Nephrology, Department of Medicine, University Hospital `Carl Gustav Carus' Dresden, Germany
Correspondence and offprint requests to: Peter Gross, M.D., Nephrology, Department of Medicine, University Hospital `Carl Gustav Carus', Fetscherstr. 74, D-01307 Dresden, Germany.
Case description
A 22-year-old house painter referred himself to the nephrology outpatient service because of a chronic unexplained hypokalaemia associated with chronic fatigue. The hypokalaemia had first been discovered 7 years previously. At that time he had appendicitis. When he was taken to the operating theatre there was a serious cardiac arrhythmia. It was then discovered for the first time that he had a serum potassium concentration of 2.4 mmol/l. The discharge report stated that the hypokalaemia never disappeared despite massive infusions of potassium. Six years ago he had suffered an episode of ileus which was attributed to surgical causes. During that hospitalization he had several episodes of muscle cramps involving his fingers. The hospital discharge notes did not mention serum potassium. Four years ago there was transient haematuria, which was thought to be somehow related to his job as a house painter. The haematuria later disappeared without obvious residual renal dysfunction. The patient's only indication of a physical abnormality was his report of having excessive thirst most of the time. He had even sought medical advice to exclude diabetes mellitus, which he did not have. During his presentation he denied having any of the following: syncope, tetany of the vocal cords, paralysis, muscle weakness or nycturia. He denied alcohol, liquorice, glue sniffing, paint sniffing, diuretics, laxatives and antibiotics. He claimed to be on a normal diet. According to his report he never vomited; however, he noticed a tendency towards having loose stools. He reported having had normal blood pressure. His older brother was also known to have chronic hypokalaemia. During the initial interview the patient showed obvious interest in obtaining disability compensation on account of his hypokalaemia.

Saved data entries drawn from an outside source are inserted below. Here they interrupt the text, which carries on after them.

PR #119, opened 2016-06-26
Makes humans and lizards roundstart species

Cruix:


GrayRachnid:
lizards are also missing I believe.

PR #121, opened 2016-06-26
Deletes the honkbots off the map

Super3222:
Fixes botany's vent.
Deletes honkbots off the map, apparently they are broken.


X-TheDark:
FUCK, RIGHT.

/tg/ repathed their bots into simple_mobs...I didn't do that with the honkbot.

X-TheDark:
Reason for this is that honkbots are probably not repathed to simple_mob/ type (`/mob/living/simple_animal/bot/`)

Super3222:
Wait a minute, what the hell? Botany fixes aren't in this.

PR #125, opened 2016-06-26
Fixes admin chat not being yellow and admin log being yellow

X-TheDark:


X-TheDark:
Ok, found the issues with admin logs not being the correct color

PR #131, opened 2016-06-27
Fixes survival capsules

X-TheDark:
Fixes issue : https://github.com/yogstation13/yogstation/issues/1297

We didn't have the template file. Just needs to be added to the server mapfiles, don't think you even need to compile anything.


MacHac:
:+1: :+1: :+1: mining lavaland is a huge pain in the ass without this
speedmerge

Issue #80, opened 2016-06-13
Remove the mini-hypospray.


GrayRachnid:
It is completely unbalanced and should not be in the rebase.

MacHac:
:+1:
With patches being just all-around better, and lavaland not needing hardsuits, it's really not neccesary.

PR #147, opened 2016-06-27
Officially removes mini hypospray

SKR6DarkVoid:
Officially removes the mini hypospray from our code, as it is redundant and useless, since our miners got some new bad ass suits.

_I have backup code if we ever need to re-port it._


SKR6DarkVoid:
This is referring to issue #80 We no longer need this, I do have backup code if we ever choose to re-port it.

Issue #160, opened 2016-06-28
Security transcievers are missing


EMT321:
[Note]: #160 We no longer have security transcievers, making it that more difficult for security to communicate in the event of a blackout on a secure channel.

Reproduction: Log in.

Solution: Re-add security transcievers.

PR #171, opened 2016-06-28
Adds security transceivers (non-lazy edition)

X-TheDark:
Issue : #160

Adds security transceivers to lockers and the map. In addition, Warden/HoS keep the bounced station radios as well too! (Previously, they were replaced with security radios, I just added them, instead of replacing)


oisin100:
Dank.

EMT321:
Thank you very much for doing this!

PR #173, opened 2016-06-28
(Library) Book Printing and Bookbag Tweaks

Cabledragon:


oisin100:
I imagine the 6 second delay between printing books is to prevent people spamming the database with print queries. 3 Seconds should be fine. _Famous last words_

Physical examination showed a 22-year-old white male of normal appearance, without physical disability or malformations. Vital signs were normal. Blood pressure was 130/80 mmHg, pulse rate was 78 beats/ min. There were pathologic orthostatic changes: the pulse increased from 78 to 90 beats/min after 2 min of standing upright. The cardiac rhythm was not exactly regular (the ECG later showed two supraventricular extrasystoles/min). The chest, lung, abdomen and skin showed no obvious abnormalities. Muscular strength was unremarkable.

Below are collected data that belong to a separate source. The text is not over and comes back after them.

PR #182, opened 2016-06-28
Library Printing Queue

Cabledragon:
When you print a book from the external archive, it is now added to a queue. This allows multiple books to be added at once so the librarian can do other things while the list of books prints!

### DIFF
--- a/code/modules/library/lib_machines.dm
+++ b/code/modules/library/lib_machines.dm
@@ -178,6 +178,8 @@ var/global/list/datum/cachedbook/cachedbooks // List of our cached book datums
 	var/page = 1	//current page of the external archives
 	var/print_busy = 0 // LOL NO SPAM (1 minute delay) -- Doohl
 	var/list/print_queue = list()
+	var/max_print_queue_len = 50;
+	var/clearprintqueue = 0;
 
 /obj/machinery/computer/libraryconsole/bookmanagement/proc/build_library_menu()
 	if(libcomp_menu)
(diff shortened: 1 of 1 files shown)


code/modules/library/lib_machines.dm
```diff
@@ -299,6 +300,34 @@ var/global/list/datum/cachedbook/cachedbooks // List of our cached book datums
 	popup.set_title_image(user.browse_rsc_icon(src.icon, src.icon_state))
 	popup.open()
 
+/obj/machinery/computer/libraryconsole/bookmanagement/proc/print_book(book_id)
+	if(!book_id)
+		return
+	establish_db_connection()
+	if(!dbcon.IsConnected())
+		alert("Connection to Archive has been severed. Aborting.")
```
Cabledragon: need to add a return after this line.

code/modules/library/lib_machines.dm
```diff
@@ -414,30 +442,10 @@ var/global/list/datum/cachedbook/cachedbooks // List of our cached book datums
 				href_list["targetid"] = orderid
 	if(href_list["targetid"])
 		var/sqlid = sanitizeSQL(href_list["targetid"])
```
oisin100: We should probably sanitize this in the actual proc now, instead of here.

code/modules/library/lib_machines.dm
```diff
@@ -299,6 +300,35 @@ var/global/list/datum/cachedbook/cachedbooks // List of our cached book datums
 	popup.set_title_image(user.browse_rsc_icon(src.icon, src.icon_state))
 	popup.open()
 
+/obj/machinery/computer/libraryconsole/bookmanagement/proc/print_book(book_id)
+	if(!book_id)
+		return
+	establish_db_connection()
```
oisin100, line 318: We can sanitize it with `book_id = sanitizeSQL(book_id)`

Cabledragon, line 318: Uhh.. so remove the other sanitize, pass (href_list["targetid"]) to the proc and sanitize book_id 
after establish_db_connection?

oisin100, line 318: Yea, Well line 445 would become `print_queue += href_list["targetid"]`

The laboratory evaluation demonstrated that the patient's hypokalaemia ranged between 2.1 and 3.0 mmol/l, depending on how much K+ substitution he was taking. The urinary K+ concentration was ~80 mmol/l, i.e. inappropriately high for his degree of hypokalaemia. He had hypomagnesaemia of between 0.64 and 0.72 mmol/l (normal >0.75 mmol/l). There was metabolic alkalosis (pH 7.45, bicarbonate 29 mmol/l, pCO2 45 mmHg). Four different 24-h urinary samples all containing high concentrations of chloride (90150 mmol/l ) were sent to three independent laboratories each for measurement of diuretics and all reports were negative. Creatinine clearance (115 ml/min ), urinary sediment and 24-h protein excretion (100 mg) were all unremarkable. Aldosterone in the 24-h urine was also normal. The calcium excretion in the 24-h urinary samples was reduced at 1.1 mmol (normal range 2.58 mmol).

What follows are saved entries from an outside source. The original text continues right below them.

PR #184, opened 2016-06-28
Fixes the infinite exoskeleton bug

Super3222:
Ignore the branch name, I was "in a rush".

Bug: Pull on an exoskeleton, click on it using a MMI (with an acceptable brain), borg is created but the exoskeleton doesn't disappear.

The bug happened because the skeletons loc was stuck because the user was still pulling.
I fixed it by ending anyone's pull when the MMI would transfer into the borg.

> ez fix
> merge token pls


oisin100:
> fixles

PR #188, opened 2016-06-29
OOC tags including Donor and Admins/Coders

Super3222:
Non broken version.

### DIFF
--- a/code/game/verbs/ooc.dm
+++ b/code/game/verbs/ooc.dm
@@ -69,7 +69,6 @@
 					if(check_rights_for(src, R_ADMIN))
 						if(src.holder.rank.name == ("AdminObserver"||"CoderInitiate"))
 							C << "<span class='adminobserverooc'><span class='prefix'>OOC:</span> <EM>[keyname][holder.fakekey ? "/([holder.fakekey])" : ""]:</EM> <span class='message'>[msg]</span></span>"
-							return
 						else
 							var/client_rank = find_admin_rank(src)
 							if(!client_rank)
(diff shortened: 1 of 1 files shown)


code/game/verbs/ooc.dm
```diff
@@ -53,16 +53,28 @@
...
 
 	for(var/client/C in clients)
 		if(C.prefs.chat_toggles & CHAT_OOC)
 			if(holder)
 				if(!holder.fakekey || C.holder)
 					if(check_rights_for(src, R_ADMIN))
-						C << "<span class='adminooc'>[config.allow_admin_ooccolor && prefs.ooccolor ? "<font color=[prefs.ooccolor]>" :"" ]<span class='prefix'>OOC:</span> <EM>[keyname][holder.fakekey ? "/([holder.fakekey])" : ""]:</EM> <span class='message'>[msg]</span></span></font>"
+						if(src.holder.rank.name == ("AdminObserver"||"CoderInitiate"))
+							C << "<span class='adminobserverooc'><span class='prefix'>OOC:</span> <EM>[keyname][holder.fakekey ? "/([holder.fakekey])" : ""]:</EM> <span class='message'>[msg]</span></span>"
+							return
```
X-TheDark: This won't work for this reason:
Basically, the entire `for(client/C in clients)` thing is the code that sends our OOC message to every client, if you put a `return` here, if the rank is AdminObserver or CoderInitiate, it will only send it to ONE client (because it `return`'s from the proc after sending it ONCE). This return needs to be removed.

oisin100: In future, If you want to use `return;` inside a loop without exiting the loop use `continue`

Super3222: I see.

oisin100:
This is VERY Hacky, But i suppose theres not much you can do about that.

Issue #149, opened 2016-06-27
Antag status is being given out regardless of preference.


GrayRachnid:
People are getting antag roles with their preference of it being turned off.

timkoster1:
DB issue

PR #190, opened 2016-06-29
Probably fixed antag prefs not working.

Cruix:
This is difficult to test on a local server, but I am fairly certain this fixes an obscure order-of-operations bug that was causing everyone's prefs to appear to be off for everything, causing the game to select from everyone since it did not have enough candidates.

### DIFF
--- a/code/game/gamemodes/game_mode.dm
+++ b/code/game/gamemodes/game_mode.dm
@@ -379,7 +379,7 @@
 
 	for(var/mob/new_player/player in players)
 		if(player.client && player.ready)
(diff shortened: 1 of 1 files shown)


X-TheDark:
That's such an amazingly obscure thing. My bad, I'm the one who ported the `!(player.mind.quiet_round)` part, I completely forgot that you can use operators such as `list1|list2` and such on the same line as `in` (with that operator being processed first).

Cruix:
(bit late but fixes #149)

Specific tests were carried out to assess the possibility of a diagnosis of Bartter's syndrome. The urinary concentration test (final urinary osmolality: 920 mOsm/kg) and the urinary acidification test (final urinary pH 5.6 ) were both considered unremarkable for the degree of hypokalaemia. Urinary excretion of prostaglandin (PG)E2 was modestly elevated at 1.2 µg/24 h (normal range: 0.070.9), while PGE-M and PGE2 were normal. A measurement of the distal fractional chloride reabsorption while the patient was on oral potassium supplementation (150 mmol/24 h) yielded a factor of 0.8. (Bartter's syndrome: <0.6; normal: >0.95.) This test was repeated twice and the original results were confirmed both times.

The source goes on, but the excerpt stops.